*** Opening Stored data ***
PR #6027, opened 2023-12-29
Update Rust version to 1.75, MSR to 1.70

mhammond:
m-c is now on [1.75 for workers](https://bugzilla.mozilla.org/show_bug.cgi?id=1857090), [1.70 for MSR](https://searchfox.org/mozilla-central/source/python/mozboot/mozboot/util.py#14). As per [our policy](https://github.com/mozilla/application-services/blob/main/docs/design/rust-versions.md), we should update.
*** Closing Stored data ***
▸ **What to produce**:
Your reply must consist of the entire listing, repeated word for word.

▸ **Solution to this exercise**:
PR #6027, opened 2023-12-29
Update Rust version to 1.75, MSR to 1.70

mhammond:
m-c is now on [1.75 for workers](https://bugzilla.mozilla.org/show_bug.cgi?id=1857090), [1.70 for MSR](https://searchfox.org/mozilla-central/source/python/mozboot/mozboot/util.py#14). As per [our policy](https://github.com/mozilla/application-services/blob/main/docs/design/rust-versions.md), we should update.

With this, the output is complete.